▶ [EXERCISE]:
Your response should be every line from the entries that includes the string "user".

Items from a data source
PR #576, opened 2022-02-01
fix: unexpected behaviour with sync and multiple ws

GGabriele:
When passing to `sync` multiple files (or a folder) with different
_workspace definition, sync merges the files and applies them
only to a single workspace.

This change makes `sync` returning an error when attempting
a deployment with multiple workspaces.

### DIFF
--- a/file/validate.go
+++ b/file/validate.go
@@ -35,7 +35,9 @@ func validate(content []byte) error {
 func validateWorkspaces(workspaces []string) error {
 	utils.RemoveDuplicates(&workspaces)
 	if len(workspaces) > 1 {
-		return fmt.Errorf("cannot sync multiple workspaces at the same time: %v", workspaces)
+		return fmt.Errorf("it seems like you are trying to sync multiple workspaces "+
+			"at the same time (%v).\ndecK doesn't support syncing multiple workspaces at the same time, "+
+			"please sync one workspace at a time", workspaces)
 	}
 	return nil
 }
--- a/file/validate.go
+++ b/file/validate.go
@@ -31,3 +31,11 @@ func validate(content []byte) error {
 	}
 	return errs
 }
+
+func validateWorkspaces(workspaces []string) error {
+	utils.RemoveDuplicates(&workspaces)
+	if len(workspaces) > 1 {
+		return fmt.Errorf("cannot sync multiple workspaces at the same time: %v", workspaces)
+	}
+	return nil
+}
--- a/file/readfile.go
+++ b/file/readfile.go
@@ -20,6 +20,7 @@ import (
 // these files and renders a Content.
 func getContent(filenames []string) (*Content, error) {
 	var allReaders []io.Reader
+	var workspaces []string
 	for _, fileOrDir := range filenames {
 		readers, err := getReaders(fileOrDir)
 		if err != nil {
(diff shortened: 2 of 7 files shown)


hbagdi:
@rainest Do we allow for "workspace" provided via CLI flag and that provided in the state file to differ?
That's one thing we need to take into account otherwise this is good.

rainest:
Current behavior is to print a warning and then proceed, preferring the 

```
/tmp/adeck sync -s decs --workspace foo
Warning: Workspace 'foo' specified via --workspace flag is different from workspace 'bar' found in state file(s).
...
Error: 1 errors occurred:
	while processing event: {Create} route r2 failed: HTTP status 409 (message: "API route collides with an existing API")
```
This is after I'd synced to the workspace in the manifest, so it failed to create a new one due to path collision.

With the new patch, it's rejected regardless:

```
13:13:42-0800 esenin $ /tmp/bdeck sync -s decs                
Error: cannot sync multiple workspaces at the same time: [bar ]
13:15:12-0800 esenin $ /tmp/bdeck sync -s decs --workspace foo
Error: cannot sync multiple workspaces at the same time: [bar ]
```
I think that's what we want, but that said, it looks like the output of the error is a bit off: I'd expect this to print `[bar, baz]`, but one of the workspaces is being omitted.

GGabriele:
> I think that's what we want, but that said, it looks like the output of the error is a bit off: I'd expect this to print [bar, baz], but one of the workspaces is being omitted.

What's the content of those files? I can't reproduce it:

```
$ deck sync -s ws1.yaml -s ws2.yaml
Error: cannot sync multiple workspaces at the same time: [ws1 ws2]
```

rainest:
Nevermind, weird malformed YAML from botched paste behavior strikes again. One had:

```
 _format_version: "0.1"
_workspace: baz
```
It properly detected the duplicate workspaces but then couldn't actually read it due to the leading space on the format. Edge case we don't care about for this, it should be solved with a general failure on any malformed YAML for https://github.com/Kong/deck/issues/578

GGabriele:
Let me know if any of you have more comments or if this is good to go

file/validate.go
```diff
@@ -31,3 +31,11 @@ func validate(content []byte) error {
 	}
 	return errs
 }
+
+func validateWorkspaces(workspaces []string) error {
+	utils.RemoveDuplicates(&workspaces)
+	if len(workspaces) > 1 {
+		return fmt.Errorf("cannot sync multiple workspaces at the same time: %v", workspaces)
```
hbagdi, line 38:
```suggestion
		return fmt.Errorf("It seems like you are trying to sync multiple workspaces at the same time (%v). decK doesn't support syncing multiple workspaces at the same time, please sync one workspace at a time.", workspaces)
```

Use appropriate \ns and maybe add an HTTP link to docs if we have one.
cc @lena-larionova

hbagdi (commented):
Merge with approval from Travis.

hbagdi:
> Current behavior is to print a warning and then proceed, preferring the

Preferring what? Whatever it be, we must ensure that behavior is not broken - a user ignoring the warning shouldn't receive an error after this patch.

GGabriele:
> > Current behavior is to print a warning and then proceed, preferring the
> 
> Preferring what? Whatever it be, we must ensure that behavior is not broken - a user ignoring the warning shouldn't receive an error after this patch.

Confirming this patch doesn't change that behaviour:

```
$ deck sync -s kong.yaml --workspace test
Warning: Workspace 'test' specified via --workspace flag is different from workspace 'ws1' found in state file(s).
...
...
Error: 1 errors occurred:
	while processing event: {Create} route r1 failed: HTTP status 409 (message: "API route collides with an existing API")
```

file/validate.go
lena-larionova: The doc is light on this, needs some improvement, but we do have something: https://docs.konghq.com/deck/1.10.x/guides/kong-enterprise/#workspaces

rainest (approved):
Preferring the workspace in the flag, whoops.

PR #579, opened 2022-02-03
tests: add more integration tests for sync

GGabriele:


tests/integration/sync_test.go
```diff
@@ -303,6 +310,10 @@ func Test_Sync(t *testing.T) {
 			teardown := setup(t, tc.initialKongFile)
 			defer teardown(t)
 
+			if kongVersion < "2.0" && len(tc.expectedState.Plugins) > 0 {
```
hbagdi, line 313: Please consult the go-kong codebase for how to detect kong versions and have a function to skip such tests, we may need to do such things more frequently.

tests/integration/testdata/sync/create_new_service/kong.yaml
```diff
@@ -0,0 +1,18 @@
+_format_version: "1.1"
```
hbagdi, line 1: I didn't catch this in the last review, it would be best to prefix these directories with a number: 001-create-new-service, that is much easier on the eyes and is easy to grep.

cmd/sync.go
```diff
@@ -7,7 +7,10 @@ import (
 )
 
 var (
-	syncCmdKongStateFile []string
+	// SyncCmdKongStateFile holds kong files passed as an input
+	// NOTE: exported for testing purposes.
+	SyncCmdKongStateFile []string
```
hbagdi, line 12: If you need to export this, the tests are doing something wrong.
Tests must be able to pass in the appropriate input - filenames in this case - via the main execute command.

tests/integration/sync_test.go
```diff
@@ -25,82 +26,296 @@ func getKongAddress() string {
...
+
+	if diff := cmp.Diff(kongState, &expectedState, opt...); diff != "" {
 		t.Errorf(diff)
 	}
 }
 
+func reset(t *testing.T) {
+	deckCmd.SetArgs([]string{"reset", "--force"})
+	if err := deckCmd.Execute(); err != nil {
+		t.Errorf(err.Error())
```
hbagdi, line 79:
```suggestion
		t.Failf(err.Error(), "failed to reset Kong's state")
```

tests/integration/sync_test.go
```diff
@@ -25,82 +26,296 @@ func getKongAddress() string {
...
 
+	kongVersion := getKongVersionFromEnv()
+
 	tests := []struct {
-		name             string
-		kongFile         string
-		expectedServices []*kong.Service
+		name            string
+		kongFile        string
+		initialKongFile string
```
hbagdi, line 118: Question: why two files? Where these variables are used, both are exactly the same, what is it the purpose here?

tests/integration/sync_test.go
hbagdi: I also recommend isolating tests that are version-specific rather than sibling assertion of a specific "state" for a specific version.
This additional complexity can get complicated as we add more tests.

An alternate method here will be to create a dedicated TestFoo that is disabled for version x or below, or to have "DisableFilter string" (that takes in a semver filter like >2.3.0) in the test table.

hbagdi (changes requested):

tests/integration/sync_test.go
GGabriele: The intent was to use this in order to test `sync` with an existing state, rather than only test results from a clean one.

hbagdi: I'd recommend having separate TestFuncs for these. Fresh vs Diffs.

cmd/sync.go
GGabriele: reworked

tests/integration/sync_test.go
rainest: We should export the go-kong functions for this and reuse them as much as possible; no reason to maintain separate versions of them since any Go project is likely going to include go-kong for other reasons anyway.

I've opened https://github.com/Kong/go-kong/pull/129 as well since the current Enterprise version code doesn't work properly for initial minor releases (they're turned into pre-releases so semver comparisons say they're older).

go.mod
```diff
@@ -16,7 +16,7 @@ require (
 	github.com/hashicorp/go-memdb v1.3.2
 	github.com/hexops/gotextdiff v1.0.3
 	github.com/imdario/mergo v0.3.12
-	github.com/kong/go-kong v0.25.2-0.20220123181121-e965de22d701
+	github.com/kong/go-kong v0.27.0
```
hbagdi, line 19: This and the other PR both have bumps.
Both are violating the principle of atomic change - which will also reduce the time for PR reviews.
Not requesting a change here but please avoid such changes.
I know that doing such changes increases the time it takes to do git management and plan, but if other smaller PRs are any proof, they overall benefit the code quality and everyone's personal productivity.

tests/integration/sync_test.go
```diff
@@ -25,82 +137,443 @@ func getKongAddress() string {
...
+			teardown := setup(t)
+			defer teardown(t)
+
+			sync(tc.kongFile)
+			testKongState(t, client, tc.expectedState, nil)
+		})
+	}
+}
+
+// func Test_Sync_Plugins(t *testing.T) {
```
hbagdi, line 449: Either remove this code or get it working. Commented out code with VCS is a no no.

hbagdi (approved):

tests/integration/sync_test.go
GGabriele: sure, just wanted to have a +1 on the overall structure...I'll add them back now

tests/integration/sync_test.go
GGabriele: @rainest  Added an issue on go-kong for that https://github.com/Kong/go-kong/issues/130

GGabriele:
@rainest rebased after `go-kong` release.

rainest (approved):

▶ [SOLUTION BELOW]:
Preferring what? Whatever it be, we must ensure that behavior is not broken - a user ignoring the warning shouldn't receive an error after this patch.
> Preferring what? Whatever it be, we must ensure that behavior is not broken - a user ignoring the warning shouldn't receive an error after this patch.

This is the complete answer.